W8-LAB Develop you own machine learning models

W11 (April 2) Predictive modeling (2)

W10-LAB Using machine learning models to make predictions

W12 (April 9)

W13-LAB Generating pharmacophores using MOE

W13 (April 16) Structural based drug discovery

W14-LAB The use of commercial cheminformatics tool-CASE Ultra

W14 (April 23) The future of cheminformatics

W14-LAB No lab

W15 (Final) Final presentation (the final paper/report is due the same time)

Course Requirements and Grading: Students are expected to attend all classes, participate in each computer lab practice, and complete all assignments within the time allotted. Each student is expected to give a presentation based on a practical project or term paper at the end of the semester.

Requirements for paper reading:

Basically this class has no text book. The instructor will assign papers to read after each lecture. The papers are important for students to further understand the contents of the lecture or to prepare for the lab practice. The students are required to write a document (single space, no more than one page but no less than half page) to show their understanding of the papers.

Requirements for assignments;

The assignments will be 3-4 small projects that will be finished by students within two week period.

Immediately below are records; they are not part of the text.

Issue #3230, opened 2023-04-13
FHIR Search `_count=0` should be same as `_summary=count`


mikaelweave:
**Describe the bug**
When running a FHIR query with `_count=0`, I get a HTTP 400 response. This is not expected according to the FHIR spec.

`http://<redacted>.azurewebsites.net/Encounter?_count=0`

**FHIR Version?**
Found on R4, possibly applicable to all.

**Data provider?**
Found on SQL, possibly applicable to all.

**To Reproduce**
1. Load a FHIR Server with encounter data.
2. Run a `_count=0` on encounters (`http://<redacted>.azurewebsites.net/Encounter?_count=0`)

**Expected behavior**
According to the FHIR Spec, `_count=0` should be the same as `_summary=count`.

![CleanShot 2023-04-13 at 10 10 19](https://user-images.githubusercontent.com/753437/231834279-e807403b-b48b-4646-bf7d-a2a2c7282477.png)

**Actual behavior**
HTTP 400 response.

![CleanShot 2023-04-13 at 10 11 27](https://user-images.githubusercontent.com/753437/231834577-51b6e26e-8239-4bc5-b7dc-104079912ef9.png)

AB#102605

LTA-Thinking:
This is a bug on the Firely library. Their SearchParam validator requires _count to be >0.
https://github.com/FirelyTeam/firely-net-sdk/blob/develop/src/Hl7.Fhir.Base/Rest/SearchParams.cs#L117

We need to add a filter to remove the _count param and replace it with the _summary param before this line: https://github.com/microsoft/fhir-server/blob/main/src/Microsoft.Health.Fhir.Shared.Core/Features/Search/SearchOptionsFactory.cs#L193

LTA-Thinking:
I think this is a good first issue. The fix should be limited to one file, is easy to test manually, and easy to add a unit test for.

brendankowitz:
Done

PR #3491, opened 2023-08-24
Fix FHIR Search query with _count=0 and SqlCustomQueryTest issue

mahajan-xor:
## Description
Fix FHIR Serach query to return result same as _summary=count when passing _count=0.
Previously, 400 response was there for _count=0.
Fix SqlCustomQueryTest issue.

Updated following logic to fix this issue.

1. Adds logic to remove the _count param and replaces it with _summary param in SearchOptionsFactory .
2. Updates GetSummaryTypeOrDefault method in HttpContextExtensions class to return summary type.

## Related issues
Addresses [issue #3230 , #105699].

## Testing
Adds unit test under SearchOperationsFactoryTests
Adds unit test under HttpContextExtensionsTests

## FHIR Team Checklist


src/Microsoft.Health.Fhir.Shared.Api/Features/Formatters/HttpContextExtensions.cs
```diff
@@ -25,6 +25,16 @@ public static SummaryType GetSummaryTypeOrDefault(this HttpContext context)
             {
                 return summary;
             }
+            else if (string.IsNullOrWhiteSpace(query))
+            {
+                var res = context.Request.Query[KnownQueryParameterNames.Count].FirstOrDefault();
+
+                if (!string.IsNullOrWhiteSpace(res) && Convert.ToInt32(res) == 0 &&
```
brendankowitz, line 32: Use a TryParse since this is user input and might not be valid

mahajan-xor: Done . Used TryParse.

src/Microsoft.Health.Fhir.Shared.Api.UnitTests/Features/Formatters/HttpContextExtensionsTests.cs
```diff
@@ -42,6 +42,17 @@ public void GivenARequestWithCapsSummaryType_WhenSerializingTheResponse_ThenTheC
             Assert.Equal(SummaryType.Data, summary);
         }
 
+        [Fact]
+        public void GivenARequestWithCountType_WhenSerializingTheResponse_ThenTheCorrectSummeryTypeIsApplied()
```
rbans96, line 46: nit: Summary

mahajan-xor: Done

test/Microsoft.Health.Fhir.Shared.Tests.Integration/Persistence/SqlCustomQueryTests.cs
```diff
@@ -49,16 +49,13 @@ public async Task GivenASqlQuery_IfAStoredProcExistsWithMatchingHash_ThenStoredP
             // set the wait time to 1 second
             CustomQueries.WaitTime = 1;
 
-            // Create a query with a known hash
             var queryParameters = new[]
             {
-                Tuple.Create("participating-organization.identifier", $"TAB%7C910000290"),
-                Tuple.Create(SearchParameterNames.Include, $"OrganizationAffiliation:location"),
-                Tuple.Create("participating-organization.type", $"practice"),
```
brendankowitz, line 57: Who was this test changed?

mahajan-xor: Unit test case was failing, needed modification to pass unit test.

src/Microsoft.Health.Fhir.Shared.Core.UnitTests/Features/Search/SearchOptionsFactoryTests.cs
```diff
@@ -110,6 +110,22 @@ public void GivenACount_WhenCreated_ThenCorrectMaxItemCountShouldBeSet()
...
+            var queryParameters = new[]
+            {
+               Tuple.Create("_count", "0"),
+            };
+
+            SearchOptions options = CreateSearchOptions(
+            resourceType: resourceType.ToString(),
+            queryParameters: queryParameters);
+
+            Assert.NotNull(options);
```
LTA-Thinking, line 126: Can you add a check for the summary being count?

LTA-Thinking:
What happens if a user specifies both _count=0 and _summary? This looks like it will take whichever is later in the query parameter  array. I'm going to run a test on this.

LTA-Thinking:
> What happens if a user specifies both _count=0 and _summary? This looks like it will take whichever is later in the query parameter array. I'm going to run a test on this.

Yeah, these queries give different results:
`https://localhost:44348/Patient?_summary=text&_count=0`
`https://localhost:44348/Patient?_count=0&_summary=text`

The first one gives the number of Patients and nothing else.
The second one gives the text summary.

The FHIR spec doesn't say what should be done when multiple summary parameters are given. I feel this should be an error.

Also, we have a bug. When returning just the count of resources we don't return a self link. But [section 3.2.1.7.5](https://www.hl7.org/fhir/search.html#_summary) of the FHIR search spec says we should.

I know we have an existing issue about the order of search parameters affecting results. @brendankowitz thoughts?

LTA-Thinking:
Nevermind, I found the section in the [spec](https://www.hl7.org/fhir/search.html#modifyingresults). It says this is left up to implementations, but they recommend returning an error.

> Note that with the exception of _include and _revinclude, search result parameters SHOULD only appear once in a search. If such a parameter appears more than once, the behavior is undefined and a server MAY treat the situation as an error 

@mahajan-xor I don't think this needs to be part of this PR as it is a wider issue in our service. It is a bug though, and we should track it. I'll make an item for it.

src/Microsoft.Health.Fhir.Shared.Core/Features/Search/SearchOptionsFactory.cs
```diff
@@ -184,6 +184,17 @@ public SearchOptions Create(string resourceType, IReadOnlyList<Tuple<string, str
                         throw new BadRequestException(string.Format(Core.Resources.InvalidTotalParameter, query.Item2, SupportedTotalTypes));
                     }
                 }
+                else if (query.Item1 == KnownQueryParameterNames.Count && Convert.ToInt32(query.Item2) == 0)
```
brendankowitz, line 187: Is there a testcase with `_count=a` or `_count=1.1`?

src/Microsoft.Health.Fhir.Shared.Core.UnitTests/Features/Search/SearchOptionsFactoryTests.cs
mahajan-xor: Done

src/Microsoft.Health.Fhir.Shared.Core.UnitTests/Features/Search/SearchOptionsFactoryTests.cs
```diff
@@ -110,6 +110,41 @@ public void GivenACount_WhenCreated_ThenCorrectMaxItemCountShouldBeSet()
...
+            var queryParameters = new[]
+            {
+               Tuple.Create("_count", value),
+            };
+
+            System.FormatException exception = Assert.Throws<System.FormatException>(() => CreateSearchOptions(
+            resourceType: resourceType.ToString(),
+            queryParameters: queryParameters));
+
+            Assert.Equal("Input string was not in a correct format.", exception.Message);
```
LTA-Thinking, line 145: The expected string doesn't match the actual string.

src/Microsoft.Health.Fhir.Shared.Core.UnitTests/Features/Search/SearchOptionsFactoryTests.cs
LTA-Thinking: I was meaning to check the options.Summary field to ensure it got populated.

mahajan-xor: As discussed added check for options.CountOnly field

src/Microsoft.Health.Fhir.Shared.Core.UnitTests/Features/Search/SearchOptionsFactoryTests.cs
mahajan-xor: As discussed we have analyzed to check type of exception instead of checking actual exception message string

LTA-Thinking (approved):

PR #3503, opened 2023-08-29
[Fix] Limit the number of resources loaded in FHIR Model

fhibf:
## Description
Limiting the number of resources loaded from dbo.System in FHIR Model. 

## Related issues
Addresses [issue #].

## Testing

## FHIR Team Checklist

### DIFF
--- a/src/Microsoft.Health.Fhir.SqlServer/Features/Storage/SqlServerFhirModel.cs
+++ b/src/Microsoft.Health.Fhir.SqlServer/Features/Storage/SqlServerFhirModel.cs
@@ -252,7 +252,7 @@ namespace Microsoft.Health.Fhir.SqlServer.Features.Storage
                         COMMIT TRANSACTION
     
                         -- result set 5
-                        SELECT Value, SystemId from dbo.System;
+                        SELECT TOP 10000 Value, SystemId from dbo.System;
 
                         -- result set 6
                         SELECT Value, QuantityCodeId FROM dbo.QuantityCode";


src/Microsoft.Health.Fhir.SqlServer/Features/Storage/SqlServerFhirModel.cs
```diff
@@ -252,7 +252,7 @@ BEGIN TRANSACTION
                         COMMIT TRANSACTION
     
                         -- result set 5
-                        SELECT Value, SystemId from dbo.System;
+                        SELECT TOP 10000 Value, SystemId from dbo.System;
```
brendankowitz, line 255: Agree it won't crash, but will this still result in more bugs since data will be missing?

fhibf: Thanks for the comment! I was going to reach out to you for discussion! :D 
Yes, it can. 

I have some options in mind: 
* We limit this query and unblock the account failing in prod. 
* We add to our backlog the dynamic load into memory.

In my mind, having this info added dynamically in memory makes more sense, but we need to unblock a prod account to minimize IcMs. 

From the discussion with the team, having more than 10k resources in dbo.System does not sound correct. Even our biggest customers don't have that number of namespaces.

fhibf:
Closing this PR, as we replaced it with Memory Cache.

PR #3477, opened 2023-08-09
QueueClient handles storage notification

rbans96:
## Description
SqlQueueClient handles StorageInitializedNotification

## Related issues
Addresses [issue #].

## Testing
Describe how this change was tested.

## FHIR Team Checklist
- **Update the title** of the PR to be succinct and less than 65 characters
- **Add a milestone** to the PR for the sprint that it is merged (i.e. add S47)
- Tag the PR with the type of update: **Bug**, **Build**, **Dependencies**, **Enhancement**, **New-Feature** or **Documentation**
- Tag the PR with **Open source**, **Azure API for FHIR** (CosmosDB or common code) or **Azure Healthcare APIs** (SQL or common code) to specify where this change is intended to be released.
- [ ] CI is green before merge [Build Status](https://microsofthealthoss.visualstudio.com/FhirServer/_build/latest?definitionId=27&branchName=main) 
- Review [squash-merge requirements](https://github.com/microsoft/fhir-server/blob/master/SquashMergeRequirements.md)

### Semver Change ([docs](https://github.com/microsoft/fhir-server/blob/master/docs/Versioning.md))
Patch|Skip|Feature|Breaking (reason)

PR #3508, opened 2023-09-01
Revert QueueClient handles storage notification

rbans96:
Reverts microsoft/fhir-server#3477

### DIFF
--- a/build/pr-pipeline.yml
+++ b/build/pr-pipeline.yml
@@ -75,7 +75,7 @@ stages:
       parameters:
         codeCoverage: false
         unitTest: false
-        componentGovernance: true
+        componentGovernance: false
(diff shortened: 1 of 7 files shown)


build/pr-pipeline.yml
```diff
@@ -75,7 +75,7 @@ stages:
       parameters:
         codeCoverage: false
         unitTest: false
-        componentGovernance: true
+        componentGovernance: false
```
LTA-Thinking, line 78: We can't do this, this is a required step now.

LTA-Thinking (changes requested):
We can't disable CG

LTA-Thinking (dismissed):

rbans96:
This is merged as part of other PR

PR #3520, opened 2023-09-12
Fix for Searches not Checking Search Parameter Status

PTaladay:
## Description
Searches now will only include search parameters that are in an "Enabled" state. Those that are not enabled will be added to the unsupported search parameters results, but allow the search to continue on.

Requirements for the term paper and project:

To be announced by the week 8 of the semester.

Grading:

Paper Reading (3-4 times): 20%

Assignments (3-4 times): 30%

Term Project 50% (Report 15%, Slides 15%, Presentation 20%)

TOTAL 100%

Three important issues about grading:

1) Cheating is strictly prohibited from the class. The instructor will use advanced techniques (such as the services of turnitin.com) to determine a suspicious cheating case. Once a cheating case is confirmed, it will be reported to the Dean and result immediate failure of the class. 2) Absences from the final presentation will be excused only if Dr. Zhu is notified in advance and a note from a physician or a Dean is provided. 3) Late from due time (either homework or final project) will result in penalty of the grades (20% grade deduction for every 24 hour delay).

Class policy: 1) No cell phone is allowed during the lecture and lab time (please keep it mute or turn it off). 2) Absences from the lectures need the permission of Dr. Zhu at least one day before the class. 3) Homework needs to be finished independently. The final presentation needs to be clarified for the contribution of each teammate.